### How to complete this task
The lines below, all of them, should be returned exactly as they appear.

### Dataset extract

Issue #1182, opened 2023-01-17
Cloud cost tracking


Chriscbr:
### Community Note

> Please vote by adding a 👍 reaction to the issue to help us prioritize.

### Exercise solution
Issue #1182, opened 2023-01-17
Cloud cost tracking


Chriscbr:
### Community Note

> Please vote by adding a 👍 reaction to the issue to help us prioritize.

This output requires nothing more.